Lovegrove Catherine Elizabeth, Matanhelia Mudit, Randeva Jagpal, Eldred-Evans David, Tam Henry, Miah Saiful, Winkler Mathias, Ahmed Hashim U, Shah Taimur T
Division of Surgery, Department of Surgery and Cancer, Imperial College London, London, UK.
Imperial Urology, Charing Cross Hospital, Imperial College Healthcare NHS Trust, London, UK.
Transl Androl Urol. 2018 Sep;7(Suppl 4):S420-S435. doi: 10.21037/tau.2018.07.06.

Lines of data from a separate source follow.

Issue #1511, opened 2018-06-20
locationFor(styleManager:) should optionally return CLLocation


bsudekum:
This function requires we return a CLLocation.
https://github.com/mapbox/mapbox-navigation-ios/blob/5592bfe9a9fc11faec30c884f88ba8e28e0e56b7/MapboxNavigation/StyleManager.swift#L9-L12

As a work around, we're basically already optionally returning nil:

https://github.com/mapbox/mapbox-navigation-ios/blob/96b2d6e7902c529b475e939288615935c2197c2b/MapboxNavigation/NavigationViewController.swift#L611-L621

/cc @mapbox/navigation-ios

PR #1523, opened 2018-06-25
Allow locationFor(styleManager:) to optionally return location

bsudekum:
Closes: https://github.com/mapbox/mapbox-navigation-ios/issues/1511

This makes `StyleManager.locationFor(styleManager:)` allows developer to optionally return a location. The optionality we do in https://github.com/mapbox/mapbox-navigation-ios/blob/96b2d6e7902c529b475e939288615935c2197c2b/MapboxNavigation/NavigationViewController.swift#L611-L621

doesn't seem to help us much in the case where `routeController.location ` is nil.

/cc @mapbox/navigation-ios

### DIFF
--- a/MapboxNavigation/NavigationViewController.swift
+++ b/MapboxNavigation/NavigationViewController.swift
@@ -608,16 +608,8 @@ extension NavigationViewController: TunnelIntersectionManagerDelegate {
 
 extension NavigationViewController: StyleManagerDelegate {
     
-    public func locationFor(styleManager: StyleManager) -> CLLocation {
-        guard let location = routeController.location else {
-            if let coordinate = routeController.routeProgress.route.coordinates?.first {
-                return CLLocation(latitude: coordinate.latitude, longitude: coordinate.longitude)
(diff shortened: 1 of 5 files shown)


MapboxNavigation/NavigationViewController.swift
```diff
@@ -608,16 +608,8 @@ extension NavigationViewController: TunnelIntersectionManagerDelegate {
...
-            if let coordinate = routeController.routeProgress.route.coordinates?.first {
-                return CLLocation(latitude: coordinate.latitude, longitude: coordinate.longitude)
-            } else {
-                return CLLocation()
-            }
-        }
-        
-        return location
+    public func locationFor(styleManager: StyleManager) -> CLLocation? {
+        return routeController.location
```
frederoni: `return routeController.location ?? routeController.routeProgress.route.coordinates?.first` to make sure we have a location when we first apply day/night style? Should be safe to assume that the first coordinate on the route is in the same timezone as the user.

PR #1525, opened 2018-06-26
Pin podspec to pre-release

frederoni:
Pin to the pre-release to satisfy the CocoaPods integration test

_note that this PR is targeting the `navigation-native` branch_


frederoni:
This workaround doesn't seem viable. We need a dynamic framework version of navigation native.

Issue #1503, opened 2018-06-14
An app developer should be able to perform client-side customization of banner instructions


akitchen:
In order to satisfy #637 , at least two pieces of functionality are needed, one of which already exists

New functionality: Allow an app developer to customize the visual instruction (AKA the banner text) before it is displayed (for example, adding/removing text or converting to a custom shield). This would take the form of an optional delegate method resembling `willDisplayVisualInstruction:(MBVisualInstructionBanner *)instruction` where the instruction could be altered (or an alternate value returned) before the banner is displayed. We may need to consider adding other delegate methods related to banner sub-components for finer-grained control -- let's discuss based on more concrete use cases.
 
Existing functionality: Allow an app developer to customize a spoken instruction before it is generated and played - https://github.com/mapbox/mapbox-navigation-ios/blob/99cd0f0ceb33ffa538e042396e4758a29fce6581/MapboxNavigation/RouteVoiceController.swift#L306

Once applications implement these two methods, it should be possible to more easily work around cases of arcane road classifications and missing shields.

akitchen:
Per #637 It should be possible to alter the visual instruction so that a shield can be drawn

1ec5:
Fixed in #1530.

> Once applications implement these two methods, it should be possible to more easily work around cases of arcane road classifications and missing shields.

I’m not especially confident that the application would have enough context to intelligently refine data coming from the Directions API using what’s implemented in #1530. That would require the Directions API to expose more structured data that OSRM or Valhalla provides. (And the router in turn might need to expose more of what OpenStreetMap provides.)

PR #1530, opened 2018-06-29
Visual Instruction Presentation Customization

JThramer:
Implements #1503. 

* Adding delegate method to customize attributed string that is computed by `InstructionPresenter`.

To-do: 
- [ ] Add tests
- [ ] Add example

/cc @mapbox/navigation-ios

### DIFF
--- a/MapboxNavigation/InstructionLabel.swift
+++ b/MapboxNavigation/InstructionLabel.swift
@@ -12,6 +12,7 @@ open class InstructionLabel: StylableLabel, InstructionPresenterDataSource {
     var shieldHeight: CGFloat = 30
     var imageRepository: ImageRepository = .shared
     var imageDownloadCompletion: (() -> Void)?
+    var instructionDelegate: VisualInstructionDelegate?
     
     var instruction: VisualInstruction? {
         didSet {
@@ -28,10 +29,28 @@ open class InstructionLabel: StylableLabel, InstructionPresenterDataSource {
             
             let presenter = InstructionPresenter(instruction, dataSource: self, imageRepository: imageRepository, downloadCompletion: update)
             
-            attributedText = presenter.attributedText()
+            let attributed = presenter.attributedText()
+            attributedText = instructionDelegate?.label?(self, willPresent: instruction, as: attributed) ?? attributed
             instructionPresenter = presenter
         }
     }
 
     private var instructionPresenter: InstructionPresenter?
+}
+
+/**
+ The `VoiceControllerDelegate` protocol defines a method that allows an object to customize presented visual instructions.
+ */
+@objc(MBVisualInstructionDelegate)
+public protocol VisualInstructionDelegate: class {
+    
+    /**
+     Called when an InstructionLabel will present a visual instruction.
+     
+     - parameter label: The label that the instruction will be presented on.
+     - parameter instruction: the `VisualInstruction` that will be presented.
+     - parameter presented: the formatted string that is provided by the instruction presenter
+     - returns: optionally, a customized NSAttributedString that will be presented instead of the default, or if nil, the default behavior will be used.
+     */
+    @objc optional func label(_ label: InstructionLabel, willPresent instruction: VisualInstruction, as presented: NSAttributedString) -> NSAttributedString?
 }
--- a/MapboxNavigation/NavigationViewController.swift
+++ b/MapboxNavigation/NavigationViewController.swift
@@ -7,7 +7,7 @@ import Mapbox
  The `NavigationViewControllerDelegate` provides methods for configuring the map view shown by a `NavigationViewController` and responding to the cancellation of a navigation session.
  */
 @objc(MBNavigationViewControllerDelegate)
-public protocol NavigationViewControllerDelegate {
+public protocol NavigationViewControllerDelegate: VisualInstructionDelegate {
     /**
      Called when the navigation view controller is dismissed, such as when the user ends a trip.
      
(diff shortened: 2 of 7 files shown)


MapboxNavigation/NavigationViewController.swift
```diff
@@ -538,6 +538,10 @@ extension NavigationViewController: RouteMapViewControllerDelegate {
         }
         return roadName
     }
+    
+    @objc public func label(_ label: InstructionLabel, willPresent instruction: VisualInstruction, as presented: NSAttributedString) -> NSAttributedString? {
```
bsudekum: Curious, why does NavigationViewController need to implement the delegate method?

JThramer: This is just plumbing the delegate method through the view-controller hierarchy, just like we do [here](https://github.com/mapbox/mapbox-navigation-ios/pull/1530/files#diff-ab5a908dc637e51fa78cf2be28d033ecL527) for a `NavigationMapViewDelegate` method or [here](https://github.com/mapbox/mapbox-navigation-ios/pull/1530/files#diff-292af689ce88d5b5aa06966456abc0e9R607) for the _same_ method (`label(_:willPresent:as:)`), being routed through `RouteMapViewController`.

It's not really accurate to say that the `NavigationViewController` is _implementing_ the delegate method so much as it's merely passing the message onto _its_ delegate.

JThramer:
Demonstrative screenshot, where in the delegate method, I implemented logic to reverse the presented strings: 
simulator screen shot - iphone 8 plus - 2018-06-28 at 15 39 12

MapboxNavigation/InstructionLabel.swift
```diff
@@ -28,10 +29,28 @@ open class InstructionLabel: StylableLabel, InstructionPresenterDataSource {
...
+    
+    /**
+     Called when an InstructionLabel will present a visual instruction.
+     
+     - parameter label: The label that the instruction will be presented on.
+     - parameter instruction: the `VisualInstruction` that will be presented.
+     - parameter presented: the formatted string that is provided by the instruction presenter
+     - returns: optionally, a customized NSAttributedString that will be presented instead of the default, or if nil, the default behavior will be used.
+     */
+    @objc optional func label(_ label: InstructionLabel, willPresent instruction: VisualInstruction, as presented: NSAttributedString) -> NSAttributedString?
```
1ec5: A delegate method’s first argument should always be the delegator. Is the delegator an InstructionLabel, or something else? Can it be either or two classes? That would be an antipattern in Cocoa.

Does this “will” method’s name make the implementation’s purpose clear enough? Is it clear that it’s an opportunity to override the presentation?

1ec5: The Objective-C signature of this method is currently `-label:willPresent:as:`. I think it should be `-…:willPresentVisualInstruction:label:presentedAttributedString:` or somesuch.

JThramer: Ah, right you are. Good catch. Will fix.

Examples/Swift/ViewController.swift
```diff
@@ -442,6 +452,20 @@ extension ViewController: NavigationViewControllerDelegate {
     }
 }
 
+// Mark: VisualInstructionDelegate
+extension ViewController: VisualInstructionDelegate {
+    func label(_ label: InstructionLabel, willPresent instruction: VisualInstruction, as presented: NSAttributedString) -> NSAttributedString? {
+        guard exampleMode == .customInstruction else { return nil }
```
bsudekum: With `VoiceController(_:WillSpeak:Instruction:)`, returning nil omits the voice instruction. I'm guess that's not the case here? In reality, I can't really think of a use case where a developer would want to show nothing though.

bsudekum:
With https://github.com/mapbox/mapbox-navigation-ios/pull/1514 coming down the line, can you think of anything that might make this play nicely with the lanes view? Maybe returning nil hides/omits the view? https://github.com/mapbox/mapbox-navigation-ios/pull/1530#discussion_r199961726

MapboxNavigationTests/InstructionsBannerViewIntegrationTests.swift
```diff
@@ -69,6 +71,16 @@ class InstructionsBannerViewIntegrationTests: XCTestCase {
 
         super.tearDown()
     }
+    
+    func testCustomVisualInstructionDelegate() {
```
bsudekum: Also add a test for returning nil.

Examples/Swift/ViewController.swift
JThramer: That's kind of the idea. The utility of "I only want to override default behavior under specific circumstances" seems to outweigh the utility of "it's nice to say 'show nothing' via `nil` instead of `NSAttributedString()`". In this _specific_ example you could _also_ implement default behavior by returning `presented`, but I think we should get into the general habit of using a  "returning nil means the delegate [has no answer](http://thecodelesscode.com/case/31) to the delegator, and thus default behavior should be used" pattern in our delegation, as otherwise you kind of force the developer to implement logic if they implement the optional delegate function. Not a super great pattern.

MapboxNavigationTests/InstructionsBannerViewIntegrationTests.swift
JThramer: - [ ] Test for `nil` response

MapboxNavigationTests/InstructionsBannerViewIntegrationTests.swift
```diff
@@ -69,6 +71,27 @@ class InstructionsBannerViewIntegrationTests: XCTestCase {
...
+        let view = instructionsView()
+        view.instructionDelegate = TextReversingDelegate()
```
frederoni: `instructionDelegate` will be deallocated immediately because it's weak. Keep a local ref to `TextReversingDelegate()`. (×2)

Issue #1500, opened 2018-06-14
Developers should be able to refactor RouteController without breaking the generation of telemetry events


akitchen:
As noted in a few tickets (including #1200, which this ticket replaces) the RouteController is overly tightly coupled with the generation of telemetry events.

We want to decouple these concerns, though not with a global singleton pattern as suggested in #1200.

Instead, the steps taken should resemble:

 - [ ] Backfill domain-layer feature tests for key user workflows (Location updates in, telemetry events out)
 - [ ] Sync up with @mapbox/navigation-android to help bring these tests to Android for cross-platform parity testing
 - [ ] Move all event-related code out of `RouteController`, and test-drive it into a new private component resembling a `RouteControllerEventsDelegate`, who receives `RouteControllerDelegate` messages from the `RouteController`, generates telemetry events and other notifications, and passes `RouteControllerDelegate` messages onward

Depending on lessons learned, the third task could become its own ticket. Let's discuss as we learn more about the impact of this decoupling.

PR #1533, opened 2018-07-02
Break out events

frederoni:
Working towards #1500 

- [x] Fix coding failures with `routeLegProgress`, `applicationState`, and `startTimestamp`
- [x] Refactor RouteController for testability and reusability (Vague, but I think we made good progress)
- [x] Move all event-related code out of `RouteController`, and test-drive it into a new private component resembling a `RouteControllerEventsDelegate`, who receives `RouteControllerDelegate` messages from the `RouteController`, generates telemetry events and other notifications, and passes `RouteControllerDelegate` messages onward

-- 

Jerrad's Tasks

- [x] ~~Make sure reroute status hides after reroute~~ (Issue cut -- #1569)
- [x] EventsManager constructor with `Router` dependency injected as arg
- [x] figure out why `sendCancelEvent(rating:comments:)` signature is weird, also determine how EORVC feedback works (bad pattern - issue: #1563)
- [x] LoD pass
- [x] ~~dedupe `checkForFasterRoute` and `reroute`~~ (unacceptable side effects)


bsudekum:
@JThramer Saw an issue with a few drives yesterday where the reroute status view was shown constantly although it never actually needed to reroute nor did it actually end up rerouting.

MapboxCoreNavigation/RouteController.swift
```diff
@@ -294,23 +125,24 @@ open class RouteController: NSObject {
         UIDevice.current.isBatteryMonitoringEnabled = true
 
         super.init()
+        eventsManager.routeController = self
```
JThramer: `eventsManager = EventsManager(router: self)`

JThramer:
@bsudekum hmm, interesting... I'll look into it. Thanks for the report!

MapboxCoreNavigation/RouteController.swift
```diff
@@ -761,7 +522,7 @@ extension RouteController: CLLocationManagerDelegate {
         }
         let durationRemaining = routeProgress.durationRemaining
 
-        getDirections(from: location) { [weak self] (route, error) in
+        getDirections(from: location, along: routeProgress) { [weak self] (route, error) in
```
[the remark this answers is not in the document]
JThramer: On closer inspection, the two methods are divergent enough for this not to be trivial.

MapboxCoreNavigation/RouteController.swift
```diff
@@ -294,23 +125,24 @@ open class RouteController: NSObject {
...
         checkForLocationUsageDescription()
         
         tunnelIntersectionManager.delegate = self
 
-        startEvents(accessToken: route.accessToken)
+        eventsManager.startEvents(accessToken: route.accessToken)
     }
 
     deinit {
+        eventsManager.sendCancelEvent(rating: eventsManager.endOfRouteStarRating, comment: eventsManager.endOfRouteComment)
```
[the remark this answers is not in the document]
JThramer: Answer: This whole pattern is yucky, but this should be ticketed into it's own issue, as it's not a regression. Will do in the morning.

MapboxCoreNavigationTests/RouteControllerTests.swift
```diff
@@ -333,30 +337,37 @@ class RouteControllerTests: XCTestCase {
...
-    }
+    //  TODO: Fix ref cycle
+//    func testRouteControllerDoesNotHaveRetainCycle() {
+//        let locationManager = NavigationLocationManager()
+//        let eventsManager = EventsManager()
+//        eventsManager.manager = eventsManagerSpy
+//        routeControllerSpy = RouteControllerSpy(along: initialRoute, directions: directionsClientSpy, locationManager: locationManager, eventsManager: eventsManager)
+//        eventsManager.delegate = routeControllerSpy
+//        let expectation = XCTestExpectation(description: "Deinit")
+//        routeControllerSpy?.deinitCalled = expectation.fulfill
```
akitchen: This is gross anyways. I'd prefer we assign a weak pointer inside an autorelease pool and ensure it comes back nil.

MapboxCoreNavigation/RouteController.swift
```diff
@@ -181,20 +19,20 @@ open class RouteController: NSObject {
...
-    /**
-     The Directions object used to create the route.
-     */
-    @objc public var directions: Directions
-
     /**
      The route controller’s associated location manager.
      */
-    @objc public var locationManager: NavigationLocationManager! {
+    public var locationManager: NavigationLocationManager! {
```
bsudekum: Can the `@objc` remain?

MapboxCoreNavigation/RouteController.swift
```diff
@@ -859,51 +572,31 @@ extension RouteController: CLLocationManagerDelegate {
         }
     }
 
-    func getDirections(from location: CLLocation, completion: @escaping (_ route: Route?, _ error: Error?)->Void) {
+    func getDirections(from location: CLLocation, along progress: RouteProgress, completion: @escaping (_ route: Route?, _ error: Error?)->Void) {
```
bsudekum: It's sort of strange that a routeprogress is needed to get directions. What if we rename this to

```swift
func getDirections(from location: CLLocation, along previousRoute: Route?, ...
```

MapboxCoreNavigation/Router.swift
```diff
@@ -0,0 +1,15 @@
...
+import MapboxDirections
+
+@objc public protocol Router: class, CLLocationManagerDelegate {
+    @objc var eventsManager: EventsManager! { get }
+    @objc var locationManager: NavigationLocationManager! { get }
+    
+    var usesDefaultUserInterface: Bool { get }
+    var routeProgress: RouteProgress { get }
+
+    func locationIsOnRoute(_ location: CLLocation) -> Bool
```
bsudekum: Is this used anywhere?

MapboxCoreNavigation/EventsManager.swift
```diff
@@ -0,0 +1,304 @@
+import Foundation
+import MapboxMobileEvents
+import MapboxDirections
+
+
+@objc(MBEventsManager)
+open class EventsManager: NSObject {
```
bsudekum: Going to need docs here and a few more other public objects.

MapboxCoreNavigation/EventDetails.swift
```diff
@@ -0,0 +1,363 @@
...
+        try container.encode(durationRemaining, forKey: .durationRemaining)
+        try container.encode(rerouteCount, forKey: .rerouteCount)
+        try container.encode(volumeLevel, forKey: .volumeLevel)
+        try container.encode(audioType, forKey: .audioType)
+        try container.encode(screenBrightness, forKey: .screenBrightness)
+        try container.encode(batteryPluggedIn, forKey: .batteryPluggedIn)
+        try container.encode(batteryLevel, forKey: .batteryLevel)
+        try container.encode(applicationState, forKey: .applicationState)
+        try container.encodeIfPresent(userAbsoluteDistanceToDestination, forKey: .userAbsoluteDistanceToDestination)
+        if let locationEngine = locationEngine {
```
bsudekum: Why is this the only optional unwrapped like this?

MapboxCoreNavigation/RouteController.swift
JThramer: The problem is that the `RouteProgress.reroutingOptions(with:)` method relies on `RouteProgress.remainingWaypoints`.

JThramer:
Needs Regression test step to make sure we're not missing telemetry

JThramer:
Issue with rerouting regression has been fixed. Still need to do one more regression test and make sure events are sending okay.

JThramer:
Didn't mean to approve, just blow away the "Changes Requested." No biggie, we'll just have another approval before merge.

MapboxCoreNavigation/RouteController.swift
```diff
@@ -405,6 +197,20 @@ open class RouteController: NSObject {
         locationManager.stopUpdatingHeading()
         locationManager.delegate = nil
     }
+    
+    /**
+     Ends the current navigation session.
+     */
+    @objc public func endNavigation(feedback: EndOfRouteFeedback? = nil) {
+        if !didSendCancelEvent {
```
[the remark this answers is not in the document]
JThramer: AFAIK, `RouteController` is not designed to be reused at this time.

JThramer:
🎵 _Scooter Gang, Scooter Gang, Scooter Gang..._ 🎵 

Scooter Gang.

🎉 After extensive ~drive~scoot-testing today, I have confirmed that the following events are received by the telemetry system:

- `navigation_cancel`
- `navigation_reroute`
- `navigation_feedback`
- `navigation_arrive`
- `navigation_depart`

I'm going to call this ✅ for purposes of regression-testing telemetry events.

MapboxCoreNavigation/RouteController.swift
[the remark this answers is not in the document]
JThramer: @akitchen hmm, so yeah in talking with @bsudekum , it sounds like it might be possible (although out of design scope) to reuse the `RouteController`, possibly by changing `RouteController.routeProgress` (as you’re replacing the thing that the Routecontroller is iterating over)… I could reset that flag on `routeProgress`’ `didSet` as a defensive measure, how's that sound?

MapboxCoreNavigation/EventsManager.swift
```diff
@@ -18,6 +18,8 @@ open class EventsManager: NSObject {
     
     weak var routeController: Router!
     
+    private var didSendCancelEvent = false
```
akitchen: I have concerns with moving this into the EventsManager

MapboxCoreNavigation/NavigationService.swift
```diff
@@ -0,0 +1,11 @@
+import Foundation
+import CoreLocation
+import MapboxDirections
+
+protocol NavigationService: class {
```
bsudekum: Is this used anywhere?

MapboxCoreNavigation/EventsManager.swift
akitchen: I don't think we should make this component stateful in this way; it complicates potentially reusing it. Not sure if that's a use case but silently failing to send subsequent failures would not be good.

MapboxCoreNavigation/NavigationService.swift
JThramer: 😅 ah, nope... that's for the next stage of changes. Will remove.

MapboxCoreNavigation/EventsManager.swift
frederoni: The events manager is stateful, in particular, its `sessionState`. I fail to see how it was better when the RouteController handled the state of the events manager which definitely complicates potentially reusing it.

The only change here is that the EventsManager will handle `applicationWillTerminate(_:)` on its own instead of having the RouteController reporting to the EventsManager that `applicationWillTerminate(_:)`. It's self-contained and more reusable.

akitchen: rather than add a boolean to keep track of this state, we should key it off of the `SessionState`'s state transition.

Accurate diagnosis of clinically significant prostate cancer is essential in identifying patients who should be offered treatment with curative intent. Modifications to the Gleason grading system in recent years show that accurate grading and reporting at needle biopsy can improve identification of clinically significant prostate cancers. Extracapsular extension of prostate cancer has been demonstrated to be an adverse prognostic factor with greater risk of metastatic spread than organ-confined disease. Tumor volume may be an independent prognostic factor and should be considered in conjunction with other factors. Multi-parametric magnetic resonance imaging (MP-MRI) has become an increasingly important tool in the diagnosis and characterization of prostate cancer. MP-MRI allows T2-weighted (T2W) anatomical imaging to be combined with functional and physiological assessment. Diffusion-weighted imaging (DWI) has shown greater sensitivity, specificity and negative predictive value compared to prostate specific antigen (PSA) testing and T2W imaging alone and has a more positive correlation with Gleason score and tumour volume. Dynamic gadolinium contrast-enhanced (DCE) imaging can exhibit difficulties in distinguishing prostatitis from malignancy in the peripheral zone, and between benign prostatic hyperplasia (BPH) and malignancies in the transition zone (TZ). Computer aided diagnosis utilizes software to aid radiologists in detecting and diagnosing abnormalities from diagnostic imaging. New techniques of quantitative MRI, such as VERDICT MRI use tissue-specific factors to delineate different cellular and microstructural phenotypes, characterizing tissue properties with greater detail. Proton MR spectroscopic imaging (MRSI) is a more technically challenging imaging modality than DCE and DWI MRI. Over the last decade, choline and prostate-specific membrane antigen (PSMA) positron emission tomography (PET) have developed as better tools for staging than conventional imaging. While hyperpolarized MRI shows promise in improving the imaging and differentiation of benign and malignant lesions there is further work required. Accurate reading and interpretation of diagnostic investigations is key to accurate identification of abnormal areas requiring biopsy, sparing those in whom benign or indolent disease can be managed by non-invasive means. Embracing and advancing existing technologies is essential in furthering this process.
准确诊断具有临床意义的前列腺癌对于确定适合进行根治性治疗的患者至关重要。近年来对 Gleason 分级系统的修改表明,在穿刺活检时进行准确分级和报告可改善对具有临床意义的前列腺癌的识别。前列腺癌的包膜外侵犯已被证明是一个不良预后因素,其转移扩散风险高于器官局限性疾病。肿瘤体积可能是一个独立的预后因素,应与其他因素结合考虑。多参数磁共振成像(MP-MRI)已成为前列腺癌诊断和特征描述中越来越重要的工具。MP-MRI 允许将 T2 加权(T2W)解剖成像与功能和生理评估相结合。与单独的前列腺特异性抗原(PSA)检测和 T2W 成像相比,扩散加权成像(DWI)显示出更高的敏感性、特异性和阴性预测价值,并且与 Gleason 评分和肿瘤体积具有更强的正相关性。动态钆对比增强(DCE)成像在区分外周区的前列腺炎与恶性肿瘤以及移行区(TZ)的良性前列腺增生(BPH)与恶性肿瘤方面可能存在困难。计算机辅助诊断利用软件帮助放射科医生从诊断成像中检测和诊断异常。定量 MRI 的新技术,如 VERDICT MRI,使用组织特异性因素来描绘不同的细胞和微观结构表型,更详细地表征组织特性。质子磁共振波谱成像(MRSI)是一种在技术上比 DCE 和 DWI MRI 更具挑战性的成像方式。在过去十年中,胆碱和前列腺特异性膜抗原(PSMA)正电子发射断层扫描(PET)已发展成为比传统成像更好的分期工具。虽然超极化 MRI 在改善良性和恶性病变的成像及鉴别方面显示出前景,但仍需要进一步开展工作。准确解读诊断检查对于准确识别需要活检的异常区域至关重要,使那些可通过非侵入性手段管理的良性或惰性疾病患者免受活检。采用和推进现有技术对于推进这一过程至关重要。